BEGIN Information shown

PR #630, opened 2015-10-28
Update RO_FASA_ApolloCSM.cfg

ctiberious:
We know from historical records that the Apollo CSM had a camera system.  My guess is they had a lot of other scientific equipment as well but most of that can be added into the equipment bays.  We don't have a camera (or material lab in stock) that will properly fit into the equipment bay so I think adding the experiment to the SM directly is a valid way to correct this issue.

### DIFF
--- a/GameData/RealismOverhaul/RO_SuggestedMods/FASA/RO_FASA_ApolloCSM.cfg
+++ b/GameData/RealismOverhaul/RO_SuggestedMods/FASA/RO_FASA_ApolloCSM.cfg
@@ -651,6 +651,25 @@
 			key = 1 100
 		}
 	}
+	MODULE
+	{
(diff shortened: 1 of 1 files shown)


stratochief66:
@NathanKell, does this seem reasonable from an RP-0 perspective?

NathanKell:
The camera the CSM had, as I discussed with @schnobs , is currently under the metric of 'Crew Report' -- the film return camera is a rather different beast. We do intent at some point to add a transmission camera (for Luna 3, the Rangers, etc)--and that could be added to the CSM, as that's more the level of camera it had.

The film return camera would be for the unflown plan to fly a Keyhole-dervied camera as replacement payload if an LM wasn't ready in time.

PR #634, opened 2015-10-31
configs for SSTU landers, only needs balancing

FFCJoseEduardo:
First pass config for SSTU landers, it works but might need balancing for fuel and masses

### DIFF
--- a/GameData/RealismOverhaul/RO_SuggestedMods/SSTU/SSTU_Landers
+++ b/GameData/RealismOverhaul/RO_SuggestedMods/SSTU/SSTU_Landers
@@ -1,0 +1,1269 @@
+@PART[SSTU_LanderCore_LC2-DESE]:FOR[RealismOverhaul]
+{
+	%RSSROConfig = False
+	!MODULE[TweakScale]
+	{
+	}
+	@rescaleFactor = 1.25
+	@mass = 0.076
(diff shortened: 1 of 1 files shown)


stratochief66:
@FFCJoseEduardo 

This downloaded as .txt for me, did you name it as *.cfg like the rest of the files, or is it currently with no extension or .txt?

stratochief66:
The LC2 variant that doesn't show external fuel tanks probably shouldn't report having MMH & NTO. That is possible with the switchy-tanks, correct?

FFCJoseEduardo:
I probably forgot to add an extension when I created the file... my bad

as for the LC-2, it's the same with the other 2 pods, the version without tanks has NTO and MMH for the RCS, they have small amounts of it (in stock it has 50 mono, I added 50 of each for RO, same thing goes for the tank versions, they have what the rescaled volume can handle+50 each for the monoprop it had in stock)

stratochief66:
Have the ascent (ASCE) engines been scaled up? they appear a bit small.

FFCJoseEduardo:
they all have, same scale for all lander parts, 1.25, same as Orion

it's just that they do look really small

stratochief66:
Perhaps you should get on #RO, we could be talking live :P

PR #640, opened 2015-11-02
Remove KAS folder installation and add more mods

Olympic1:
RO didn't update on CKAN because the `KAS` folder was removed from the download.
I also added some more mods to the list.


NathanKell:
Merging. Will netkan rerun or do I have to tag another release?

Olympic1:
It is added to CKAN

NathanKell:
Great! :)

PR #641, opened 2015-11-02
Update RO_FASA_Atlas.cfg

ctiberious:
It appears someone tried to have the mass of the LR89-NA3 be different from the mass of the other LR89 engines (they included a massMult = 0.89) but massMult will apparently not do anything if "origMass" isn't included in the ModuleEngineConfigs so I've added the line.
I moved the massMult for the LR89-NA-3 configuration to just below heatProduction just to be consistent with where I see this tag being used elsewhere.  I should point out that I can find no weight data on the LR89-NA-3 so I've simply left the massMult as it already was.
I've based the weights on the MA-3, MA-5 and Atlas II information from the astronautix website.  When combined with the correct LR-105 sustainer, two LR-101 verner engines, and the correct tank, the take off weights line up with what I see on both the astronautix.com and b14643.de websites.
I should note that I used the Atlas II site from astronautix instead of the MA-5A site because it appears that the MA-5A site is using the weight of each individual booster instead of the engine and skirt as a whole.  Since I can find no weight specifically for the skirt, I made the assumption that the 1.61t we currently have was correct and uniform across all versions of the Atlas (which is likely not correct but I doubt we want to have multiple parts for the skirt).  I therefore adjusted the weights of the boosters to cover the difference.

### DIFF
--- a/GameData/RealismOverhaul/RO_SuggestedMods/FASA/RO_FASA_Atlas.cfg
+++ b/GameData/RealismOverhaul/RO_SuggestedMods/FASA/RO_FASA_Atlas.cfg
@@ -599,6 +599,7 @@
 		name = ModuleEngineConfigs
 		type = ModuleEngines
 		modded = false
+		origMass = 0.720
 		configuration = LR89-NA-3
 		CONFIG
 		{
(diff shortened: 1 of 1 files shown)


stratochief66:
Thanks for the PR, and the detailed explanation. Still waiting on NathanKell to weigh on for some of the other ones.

END Information shown

*Activity:*
The records shown earlier should all be returned verbatim.

*Your solution:*
PR #630, opened 2015-10-28
Update RO_FASA_ApolloCSM.cfg

ctiberious:
We know from historical records that the Apollo CSM had a camera system.  My guess is they had a lot of other scientific equipment as well but most of that can be added into the equipment bays.  We don't have a camera (or material lab in stock) that will properly fit into the equipment bay so I think adding the experiment to the SM directly is a valid way to correct this issue.

### DIFF
--- a/GameData/RealismOverhaul/RO_SuggestedMods/FASA/RO_FASA_ApolloCSM.cfg
+++ b/GameData/RealismOverhaul/RO_SuggestedMods/FASA/RO_FASA_ApolloCSM.cfg
@@ -651,6 +651,25 @@
 			key = 1 100
 		}
 	}
+	MODULE
+	{
(diff shortened: 1 of 1 files shown)


stratochief66:
@NathanKell, does this seem reasonable from an RP-0 perspective?

NathanKell:
The camera the CSM had, as I discussed with @schnobs , is currently under the metric of 'Crew Report' -- the film return camera is a rather different beast. We do intent at some point to add a transmission camera (for Luna 3, the Rangers, etc)--and that could be added to the CSM, as that's more the level of camera it had.

The film return camera would be for the unflown plan to fly a Keyhole-dervied camera as replacement payload if an LM wasn't ready in time.

PR #634, opened 2015-10-31
configs for SSTU landers, only needs balancing

FFCJoseEduardo:
First pass config for SSTU landers, it works but might need balancing for fuel and masses

### DIFF
--- a/GameData/RealismOverhaul/RO_SuggestedMods/SSTU/SSTU_Landers
+++ b/GameData/RealismOverhaul/RO_SuggestedMods/SSTU/SSTU_Landers
@@ -1,0 +1,1269 @@
+@PART[SSTU_LanderCore_LC2-DESE]:FOR[RealismOverhaul]
+{
+	%RSSROConfig = False
+	!MODULE[TweakScale]
+	{
+	}
+	@rescaleFactor = 1.25
+	@mass = 0.076
(diff shortened: 1 of 1 files shown)


stratochief66:
@FFCJoseEduardo 

This downloaded as .txt for me, did you name it as *.cfg like the rest of the files, or is it currently with no extension or .txt?

stratochief66:
The LC2 variant that doesn't show external fuel tanks probably shouldn't report having MMH & NTO. That is possible with the switchy-tanks, correct?

FFCJoseEduardo:
I probably forgot to add an extension when I created the file... my bad

as for the LC-2, it's the same with the other 2 pods, the version without tanks has NTO and MMH for the RCS, they have small amounts of it (in stock it has 50 mono, I added 50 of each for RO, same thing goes for the tank versions, they have what the rescaled volume can handle+50 each for the monoprop it had in stock)

stratochief66:
Have the ascent (ASCE) engines been scaled up? they appear a bit small.

FFCJoseEduardo:
they all have, same scale for all lander parts, 1.25, same as Orion

it's just that they do look really small

stratochief66:
Perhaps you should get on #RO, we could be talking live :P

PR #640, opened 2015-11-02
Remove KAS folder installation and add more mods

Olympic1:
RO didn't update on CKAN because the `KAS` folder was removed from the download.
I also added some more mods to the list.


NathanKell:
Merging. Will netkan rerun or do I have to tag another release?

Olympic1:
It is added to CKAN

NathanKell:
Great! :)

PR #641, opened 2015-11-02
Update RO_FASA_Atlas.cfg

ctiberious:
It appears someone tried to have the mass of the LR89-NA3 be different from the mass of the other LR89 engines (they included a massMult = 0.89) but massMult will apparently not do anything if "origMass" isn't included in the ModuleEngineConfigs so I've added the line.
I moved the massMult for the LR89-NA-3 configuration to just below heatProduction just to be consistent with where I see this tag being used elsewhere.  I should point out that I can find no weight data on the LR89-NA-3 so I've simply left the massMult as it already was.
I've based the weights on the MA-3, MA-5 and Atlas II information from the astronautix website.  When combined with the correct LR-105 sustainer, two LR-101 verner engines, and the correct tank, the take off weights line up with what I see on both the astronautix.com and b14643.de websites.
I should note that I used the Atlas II site from astronautix instead of the MA-5A site because it appears that the MA-5A site is using the weight of each individual booster instead of the engine and skirt as a whole.  Since I can find no weight specifically for the skirt, I made the assumption that the 1.61t we currently have was correct and uniform across all versions of the Atlas (which is likely not correct but I doubt we want to have multiple parts for the skirt).  I therefore adjusted the weights of the boosters to cover the difference.

### DIFF
--- a/GameData/RealismOverhaul/RO_SuggestedMods/FASA/RO_FASA_Atlas.cfg
+++ b/GameData/RealismOverhaul/RO_SuggestedMods/FASA/RO_FASA_Atlas.cfg
@@ -599,6 +599,7 @@
 		name = ModuleEngineConfigs
 		type = ModuleEngines
 		modded = false
+		origMass = 0.720
 		configuration = LR89-NA-3
 		CONFIG
 		{
(diff shortened: 1 of 1 files shown)


stratochief66:
Thanks for the PR, and the detailed explanation. Still waiting on NathanKell to weigh on for some of the other ones.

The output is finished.